几个下班的同事经过,先是怔怔地听孙大骂。听了一会儿,又意识到只做观众不做裁判有些不妥,就指责了孙大几句。
孙大对着那几个人撒泼道:你们少放屁!她姓柳的玩忽职守,半夜三更不知到哪儿遛骚去了,扔下老干部不管,你们不替老干部伸张正义,还替她说话!你们再敢放屁我就捅死你们!
柳玎转身就往外走。
孙大一把拦住柳玎:你今天要是站着走出这个大门,明天我让你躺着回来!
贾正良从楼梯上走了下来。
孙大扑通一声跪下了:贾书记啊,你得为小人作主啊!
贾正良向柳玎看去,柳玎故意低下头。贾正良对孙大摆了一下手,说:赶紧起来,有问题跟我反映,难为一个女人算什么啊?孙大陪着笑脸站起来,说:有贾书记为小人作主,小人就放心了!
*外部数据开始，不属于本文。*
PR #530, opened 2024-02-16
Docs/SK-691 | Add tutorial for distributed deployment

viktorvaladi:
Adds a tutorial to the docs for distributed deployment.

### DIFF
--- a/docs/distributed.rst
+++ b/docs/distributed.rst
@@ -6,7 +6,7 @@ the host and different devices as clients. For general steps on how to run FEDn,
 
 
 .. note::
-   For a secure and production-grade deployment solution over **public networks**, explore the FEDn studio service at 
+   For a secure and production-grade deployment solution over **public networks**, explore the FEDn Studio service at 
    **studio.scaleoutsystems.com**. 
    
    Alternatively follow this tutorial substituting the hosts local IP with your public IP, open the neccesary 
--- a/docs/distributed.rst
+++ b/docs/distributed.rst
@@ -92,7 +92,12 @@ build a custom Docker image:
 Configuring and Attaching Clients
 -------------
 
-The next step is to configure and attach clients. For this we need to download data and make data partitions: 
+The next step is to configure and attach clients. Begin with navigating to ``examples/mnist-pytorch`` and 
+execute the initializion script:
+
+.. code-block:: python
+
+   bin/init_venv.sh
 
 Download the data:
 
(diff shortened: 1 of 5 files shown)


ahellander (changes requested):
Nice work. However, I was more envisaging a more detailed step-by-step tutorial showing how to configure a RPI4 with FEDn and starting it as a client, probably connecting it to an existing FEDn deploy and FEDn Studio.

ahellander:
So I think it will be more pedagogical to split in two: 

1. Distributed deployment (docs) 
2. Example / tutorial with Rasberry PI5.

viktorvaladi:
> So I think it will be more pedagogical to split in two:
> 
> 1. Distributed deployment (docs)
> 2. Example / tutorial with Rasberry PI5.

Sounds good! I will fix that.

docs/distributed.rst
```diff
@@ -0,0 +1,67 @@
...
+-  `One host workstation and atleast one client device`
+-  `Python 3.8, 3.9 or 3.10 <https://www.python.org/downloads>`__
+-  `Docker <https://docs.docker.com/get-docker>`__
+-  `Docker Compose <https://docs.docker.com/compose/install>`__
+
+Launch a distributed FEDn Network 
+-------------
+
+
+Note the local IP address of your host device; it will be needed later. Follow the standard procedure
```
ahellander, line 28: Better here to replicate how you start up the server-side? Suggest the user to use docker-compose? Also mention where to find the ports they need to open?

docs/distributed.rst
```diff
@@ -0,0 +1,67 @@
...
+   —add-host=api-server:<host local ip> \
+   —add-host=combiner:<host local ip> \
+   <image name> run client -in client.yaml --name client1
+
+
+Alternatively updating the `/etc/hosts` file, appending the following lines for running naitively:
+
+.. code-block::
+
+   <host local ip>      api-server
```
ahellander, line 60: Should be public ip, right?

ahellander (commented):
Also, I suggest that you highlight that this is not a secure deployment (unless the users takes separate measures) and that you refer to FEDn Studio for a production-grade deployment.

docs/distributed.rst
viktorvaladi: This is mainly for deployment over local networks, so the host's local network IP. I've clarified that and referred to Studio for secure deployment.

docs/distributed.rst
viktorvaladi: I suggested docker-compose and added where to find the ports in the note.

docs/distributed.rst
ahellander: If it is a distributed setup you cannot communicate on the hosts local IP from a client. I think the setting that all machines are on the same local network is fairly uncommon.

ahellander: Ok, I see, you made that clear in the beginning of the tutorial.

ahellander (approved):

PR #533, opened 2024-02-23
Feature/SK-697 | Adds token auth to the APIClient

stefanhellander:
## Description
Adds the option to pass an auth token when initializing the APIClient (either as input to the constructor or by setting the environment variable FEDN_AUTH_TOKEN).

### DIFF
--- a/fedn/fedn/network/api/client.py
+++ b/fedn/fedn/network/api/client.py
@@ -1,6 +1,10 @@
 import json
+import os
 
 import requests
+
+from fedn.common.log_config import (logger, set_log_level_from_string,
+                                    set_log_stream)
 
 __all__ = ['APIClient']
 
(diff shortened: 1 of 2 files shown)


fedn/fedn/network/api/client.py
```diff
@@ -18,26 +19,36 @@ class APIClient:
...
+    def __init__(self, host, port=None, secure=False, verify=False, token=None, verbosity="INFO"):
         self.host = host
         self.port = port
         self.secure = secure
         self.verify = verify
+        self.header = {}
+        # Check if auth token is set by environment variable
+        env_token = os.environ.get("FEDN_AUTH_TOKEN", False)
+        if env_token:
+            self.header = {"Authorization": "Token {}".format(token)}
```
Wrede, line 31: The auth scheme should also be configurable. e.g via env var FEDN_AUTH_SCHEME, where default can be "Token" but for JWTs its "Bearer".

Wrede (changes requested):

Wrede (approved):

PR #534, opened 2024-02-26
Feature/SK-544 | Server side changes for c++ client

Wrede:
Introduces protobuf changes. pakage is now called "fedn" instead of "grpc" (caused conflicts in protoc c++ lib). Added field "config" to ModelUpdate message instead of processing nested json in "meta" field. Added changes to AggregatorBase to still allow the nested json and the new field.


fedn/fedn/network/combiner/aggregators/aggregatorbase.py
```diff
@@ -116,11 +116,17 @@ def load_model_update(self, model_update, helper):
...
         # Get relevant metadata
-        data = json.loads(model_update.meta)['training_metadata']
-        config = json.loads(json.loads(model_update.meta)['config'])
-        data['round_id'] = config['round_id']
-
-        return model, data
+        metadata = json.loads(model_update.meta)
+        if 'config' in metadata.keys():
+            # Used in Python client
+            config = json.loads(metadata['config'])
```
ahellander, line 122: Why do we need to support both versions of the message? Why not just introduce the new config?

Wrede: because of backward compability

ahellander (approved):

PR #535, opened 2024-02-26
Feature/SK-702 | Base-services config by Envs

Wrede:
It should be possible to setup connection configurations to mongo and minio via ENVs.


ahellander (changes requested):

Wrede:
Close due to inactivity

PR #310, opened 2022-12-10
Fix #304

### LINKED ISSUE #304: Unmapped classes get mapped to hashed in the named publication
If a class has has no mappings, a hashed mapping gets marked as a named mapping in the intermediary-v2 publication.

For example, the hashed names here are part of the `named` namespace:
```
c    net/minecraft/class_459$class_460$1    net/minecraft/unmapped/C_aarntxpx$C_mxrdfjwd$C_hvkwffju
    f    Lnet/minecraft/class_459$class_460;    field_33831    f_xluscmud
```

This prevents layering mappings on top of QM. 

<details>
<summary>Relevant screenshots</summary>

QM source: 

Decompiled Minecraft source where Mojmap is layered on QM to fill in unmapped names: 

</details>

Gaming32:
The code I removed said "required by unpick". However, I diffed the `definitions.unpick` from this fork and the `definitions.unpick` from `1.19.3+build.2`, and there were no differences, so something may have changed since this code was written two months ago.

### DIFF
--- a/buildSrc/src/main/java/quilt/internal/tasks/build/AbstractTinyMergeTask.java
+++ b/buildSrc/src/main/java/quilt/internal/tasks/build/AbstractTinyMergeTask.java
@@ -71,7 +71,7 @@ public abstract class AbstractTinyMergeTask extends DefaultMappingsTask {
 
     @Internal
     protected Map<String, String> getNameAlternatives() {
-        return Collections.singletonMap("named", this.fillName); // Fill unnamed classes with hashed; Needed for remapUnpickDefinitions and possibly other things
+        return Collections.emptyMap();
     }
 
     protected MappingVisitor getFirstVisitor(MappingVisitor next) {


Gaming32:
Ok so slight issue, which isn't exactly my fault. `C_bxcgdrgm` still got mapped to hashed because it has things inside it which are named. However, it tries to access its anonymous inner class (`C_bxcgdrgm$1` on hashed), which is not remapped to hashed, and is thus not in `net.minecraft.unmapped` (in this particular case, its inner class got remapped to `com.mojang.realmsclient.gui.task.RepeatedDelayStrategy$1` because of Mojmap layering).

This is caused at its core by Tiny not supporting unmapped classes with partially mapped contents. I'd also argue that this is worth its own issue after this PR is merged, however, if the PR is merged with this outstanding issue, it would break everything.

I'm going to draft this PR for now.

eristhea:
superseded by #330

PR #312, opened 2022-12-13
remove "worldgen" from carver and feature registry names

eristhea:
So yes, this is my fault. I should have spent more time checking over the registry names.

issue:
`FEATURE` and `CARVER` registries got a `_WORLDGEN` suffix automapped, since the strings in their registry keys are `worldgen/feature` and `worldgen/carver`. I must have not been thinking when I established the mappings for those two. This PR fixes those names, so that they correspond with their `RegistryKeys` equivalents and are more concise.


OroArmor (approved):

mappings/net/minecraft/registry/Registries.mapping
```diff
@@ -23,7 +23,7 @@ CLASS net/minecraft/unmapped/C_nusqeapl net/minecraft/registry/Registries
 	FIELD f_hmxbehsm CUSTOM_STAT Lnet/minecraft/unmapped/C_tqxyjqsk;
 	FIELD f_iaquflcq MEMORY_MODULE_TYPE Lnet/minecraft/unmapped/C_zogerkic;
 	FIELD f_idnjesqk ROOT_REGISTRY_KEY Lnet/minecraft/unmapped/C_ncpywfca;
-	FIELD f_ipaoqeaf FEATURE_WORLDGEN Lnet/minecraft/unmapped/C_tqxyjqsk;
+	FIELD f_ipaoqeaf FEATURE Lnet/minecraft/unmapped/C_tqxyjqsk;
```
IotaBread, line 26: In this case it's clearer to use `WORLDGEN_FEATURE` rather than just `FEATURE` imo

IotaBread (approved):

mappings/net/minecraft/registry/Registries.mapping
eristhea: true, it's possible it could cause confusion with people thinking they have to register any sort of feature they add to the game

NoComment1105 (approved):

PR #316, opened 2022-12-17
miscellaneous new mappings

eristhea:
I was really on a roll for a while with my clever one-liners but now I'm out of ideas

notes:
has a few awkward names, I have to take another look at some of the constants


mappings/net/minecraft/block/entity/MobSpawnerBlockEntity.mapping
```diff
@@ -13,4 +13,7 @@ CLASS net/minecraft/unmapped/C_qtiirvxr net/minecraft/block/entity/MobSpawnerBlo
 		ARG 1 pos
 		ARG 2 state
 		ARG 3 blockEntity
+	METHOD m_nqofrqwu setSpawnedEntity (Lnet/minecraft/unmapped/C_ogavsvbr;Lnet/minecraft/unmapped/C_rlomrsco;)V
```
OroArmor:
```suggestion
	METHOD m_nqofrqwu setSpawnerEntity (Lnet/minecraft/unmapped/C_ogavsvbr;Lnet/minecraft/unmapped/C_rlomrsco;)V
```
maybe?

mappings/net/minecraft/client/item/TooltipContext.mapping
```diff
@@ -1,4 +1,14 @@
 CLASS net/minecraft/unmapped/C_taebrtdw net/minecraft/client/item/TooltipContext
+	FIELD f_yceowjjc NON_ADVANCED_NON_CREATIVE Lnet/minecraft/unmapped/C_taebrtdw$C_vsiqutyg;
+	FIELD f_zuchejxz ADVANCED_NON_CREATIVE Lnet/minecraft/unmapped/C_taebrtdw$C_vsiqutyg;
 	METHOD m_ecuysqaa isAdvanced ()Z
+	METHOD m_wmqdlnmf isCreative ()Z
```
OroArmor:
```suggestion
	METHOD m_wmqdlnmf isInCreativeTab ()Z
```
Not 100% sure but i think this is for when and only when the stack is in the tab, so it should be a bit clearer

OroArmor (dismissed):

mappings/net/minecraft/block/entity/MobSpawnerBlockEntity.mapping
eristhea: I considered this, but thought it might be interpreted as "set the block entity of the spawner"

OroArmor: I see. I think the fact that it takes an Entity and not a BlockEntity would be enough to know the difference

eristhea: sure, I'll go with `setSpawnerEntity` then

mappings/net/minecraft/client/item/TooltipContext.mapping
eristhea: that seems right based on a quick investigation, will commit the suggestion!

OroArmor (approved):

mappings/net/minecraft/client/item/TooltipContext.mapping
```diff
@@ -1,4 +1,14 @@
 CLASS net/minecraft/unmapped/C_taebrtdw net/minecraft/client/item/TooltipContext
```
EnnuiL: Toes stepped by #336, which yeah, I believe it has better names

mappings/net/minecraft/block/entity/MobSpawnerBlockEntity.mapping
```diff
@@ -13,4 +13,7 @@ CLASS net/minecraft/unmapped/C_qtiirvxr net/minecraft/block/entity/MobSpawnerBlo
 		ARG 1 pos
```
EnnuiL, line 13: hm, interesting point for a later PR: this class uses `MobSpawner` (the block entity's ID), but the block itself uses `Spawner` (the block/item's ID); I wonder if a convergence to `MonsterSpawner` would be better in the end;

You can ignore this message :P

mappings/net/minecraft/potion/PotionUtil.mapping
```diff
@@ -8,6 +8,10 @@ CLASS net/minecraft/unmapped/C_lyeejpyw net/minecraft/potion/PotionUtil
 		ARG 0 potion
 	METHOD m_cxismorv getColor (Ljava/util/Collection;)I
 		ARG 0 effects
+	METHOD m_dayagjta appendTooltip (Ljava/util/List;Ljava/util/List;F)V
```
EnnuiL: Toes stepped by #336, where `appendDetailsToTooltip` was used; hm, i feel like the more verbose one might be better but yeah, am not 100% sure

EnnuiL (changes requested):

mappings/net/minecraft/item/SuspiciousStewItem.mapping
```diff
@@ -2,6 +2,10 @@ CLASS net/minecraft/unmapped/C_kkuffgzc net/minecraft/item/SuspiciousStewItem
 	FIELD f_lrwjllbv EFFECT_ID_KEY Ljava/lang/String;
 	FIELD f_ssywxyld EFFECT_DURATION_KEY Ljava/lang/String;
 	FIELD f_wopcliea EFFECTS_KEY Ljava/lang/String;
+	METHOD m_cryeecjp consumeStatusEffects (Lnet/minecraft/unmapped/C_sddaxwyk;Ljava/util/function/Consumer;)V
+		ARG 0 stack
+		ARG 1 consumer
+			COMMENT handles the usage of each new status effect instance after it's created
```
EnnuiL: oh, tiny nitpick;
```suggestion
			COMMENT handles the usage of each new status effect instance after it is created
```
great usage of javadocs in order to prevent a `getStatusEffectsButPutItOnAList`! :P

EnnuiL (changes requested):
oh, one nitpick

mappings/net/minecraft/potion/PotionUtil.mapping
eristhea: just going to throw out tooltip stuff here

EnnuiL (approved):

柳玎一边开车往竹下料理走一边回忆贾正良的神情,一边回忆贾正良的神情一边思索……
贾正良是多么喜欢看她被孙大纠缠的窘相啊。即使他的脸皮那么厚,也难以包藏他浓烈的幸灾乐祸
可是,她又能怎么办呢?
在人屋檐下,不得不低头。
从迈进武霞地区办事处的那天起,她性情中那些活蹦乱跳的因子就都被她埋葬在地壳深处了。
武霞地区办事处是柳玎所在的城市中最有实力和实权的办事处,现在想想,无根无派的柳玎能从一个小教员考到这里做公务员,实在是不可小觑啊。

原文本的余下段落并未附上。